- Opening Delimiter -
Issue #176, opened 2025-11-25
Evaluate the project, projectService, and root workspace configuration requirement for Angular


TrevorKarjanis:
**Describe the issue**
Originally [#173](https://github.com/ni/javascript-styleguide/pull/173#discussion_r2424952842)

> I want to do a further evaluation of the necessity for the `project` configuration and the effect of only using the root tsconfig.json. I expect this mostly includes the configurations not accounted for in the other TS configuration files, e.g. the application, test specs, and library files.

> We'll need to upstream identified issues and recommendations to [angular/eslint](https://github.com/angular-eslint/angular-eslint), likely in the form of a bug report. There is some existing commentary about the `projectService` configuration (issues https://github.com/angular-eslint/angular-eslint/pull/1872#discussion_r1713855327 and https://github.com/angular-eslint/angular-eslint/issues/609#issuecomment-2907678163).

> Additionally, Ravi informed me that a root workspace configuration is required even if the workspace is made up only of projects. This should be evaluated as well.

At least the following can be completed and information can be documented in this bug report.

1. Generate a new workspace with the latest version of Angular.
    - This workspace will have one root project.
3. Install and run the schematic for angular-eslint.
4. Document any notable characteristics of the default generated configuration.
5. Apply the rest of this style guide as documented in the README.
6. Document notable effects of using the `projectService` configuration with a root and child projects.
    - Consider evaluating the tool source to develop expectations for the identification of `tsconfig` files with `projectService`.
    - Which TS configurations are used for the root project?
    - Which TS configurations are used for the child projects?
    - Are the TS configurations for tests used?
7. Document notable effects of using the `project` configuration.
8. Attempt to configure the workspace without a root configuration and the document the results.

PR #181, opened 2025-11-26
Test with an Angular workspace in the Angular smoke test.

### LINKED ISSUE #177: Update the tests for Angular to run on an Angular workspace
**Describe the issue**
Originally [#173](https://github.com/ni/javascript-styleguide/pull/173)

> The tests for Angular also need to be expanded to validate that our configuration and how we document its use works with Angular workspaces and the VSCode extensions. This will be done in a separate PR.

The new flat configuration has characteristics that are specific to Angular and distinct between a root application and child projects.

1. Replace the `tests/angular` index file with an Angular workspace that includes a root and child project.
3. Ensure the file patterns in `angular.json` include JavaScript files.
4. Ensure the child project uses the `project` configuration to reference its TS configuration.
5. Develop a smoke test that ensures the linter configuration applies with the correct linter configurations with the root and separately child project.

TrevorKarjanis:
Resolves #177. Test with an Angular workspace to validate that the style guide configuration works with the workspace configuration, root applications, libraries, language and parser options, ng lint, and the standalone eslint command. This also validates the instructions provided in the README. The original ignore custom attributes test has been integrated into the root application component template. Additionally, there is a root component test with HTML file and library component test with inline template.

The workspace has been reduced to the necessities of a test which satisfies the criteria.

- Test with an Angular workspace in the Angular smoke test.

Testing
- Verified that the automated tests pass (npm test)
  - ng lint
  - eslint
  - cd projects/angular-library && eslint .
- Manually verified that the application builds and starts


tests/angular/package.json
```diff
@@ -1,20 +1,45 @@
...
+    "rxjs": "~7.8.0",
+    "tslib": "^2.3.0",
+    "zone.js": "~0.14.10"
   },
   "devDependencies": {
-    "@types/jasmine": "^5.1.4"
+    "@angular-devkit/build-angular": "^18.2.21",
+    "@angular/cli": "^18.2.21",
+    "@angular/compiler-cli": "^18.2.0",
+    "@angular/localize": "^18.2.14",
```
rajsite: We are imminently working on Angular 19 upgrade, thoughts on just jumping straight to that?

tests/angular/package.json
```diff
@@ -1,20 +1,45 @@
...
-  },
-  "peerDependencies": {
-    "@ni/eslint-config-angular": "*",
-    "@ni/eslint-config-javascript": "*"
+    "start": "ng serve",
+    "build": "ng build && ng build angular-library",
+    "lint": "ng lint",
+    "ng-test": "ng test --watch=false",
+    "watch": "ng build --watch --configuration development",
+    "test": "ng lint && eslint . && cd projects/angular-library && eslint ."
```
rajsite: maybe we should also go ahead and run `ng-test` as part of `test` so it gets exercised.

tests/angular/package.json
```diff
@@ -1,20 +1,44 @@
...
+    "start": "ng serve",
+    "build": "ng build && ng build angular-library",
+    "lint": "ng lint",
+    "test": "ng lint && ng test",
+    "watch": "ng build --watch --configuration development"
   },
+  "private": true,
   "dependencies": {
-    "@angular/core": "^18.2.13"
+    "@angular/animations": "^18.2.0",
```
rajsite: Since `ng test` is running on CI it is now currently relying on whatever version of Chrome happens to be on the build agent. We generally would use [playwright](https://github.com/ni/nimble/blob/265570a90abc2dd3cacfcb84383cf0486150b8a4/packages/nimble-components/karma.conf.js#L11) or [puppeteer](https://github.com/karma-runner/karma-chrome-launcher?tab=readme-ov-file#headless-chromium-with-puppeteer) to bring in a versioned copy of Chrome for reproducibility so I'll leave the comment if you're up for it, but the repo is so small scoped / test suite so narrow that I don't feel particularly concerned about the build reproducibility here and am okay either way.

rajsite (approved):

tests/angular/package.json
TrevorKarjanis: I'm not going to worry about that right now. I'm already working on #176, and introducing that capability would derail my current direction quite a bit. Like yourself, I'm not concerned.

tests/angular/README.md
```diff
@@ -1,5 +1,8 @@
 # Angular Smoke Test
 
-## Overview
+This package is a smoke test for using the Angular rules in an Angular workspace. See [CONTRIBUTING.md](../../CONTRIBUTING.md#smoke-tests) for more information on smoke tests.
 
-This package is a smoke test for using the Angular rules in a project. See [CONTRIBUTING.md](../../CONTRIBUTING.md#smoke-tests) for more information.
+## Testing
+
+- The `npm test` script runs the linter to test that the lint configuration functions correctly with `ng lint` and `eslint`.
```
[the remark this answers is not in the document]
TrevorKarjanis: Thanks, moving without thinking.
- Closing Delimiter -
*EXERCISE GOAL*:
Where the word "includes" appears in a line of the entries, copy that line.

*WRITTEN ANSWER*:
> I want to do a further evaluation of the necessity for the `project` configuration and the effect of only using the root tsconfig.json. I expect this mostly includes the configurations not accounted for in the other TS configuration files, e.g. the application, test specs, and library files.
1. Replace the `tests/angular` index file with an Angular workspace that includes a root and child project.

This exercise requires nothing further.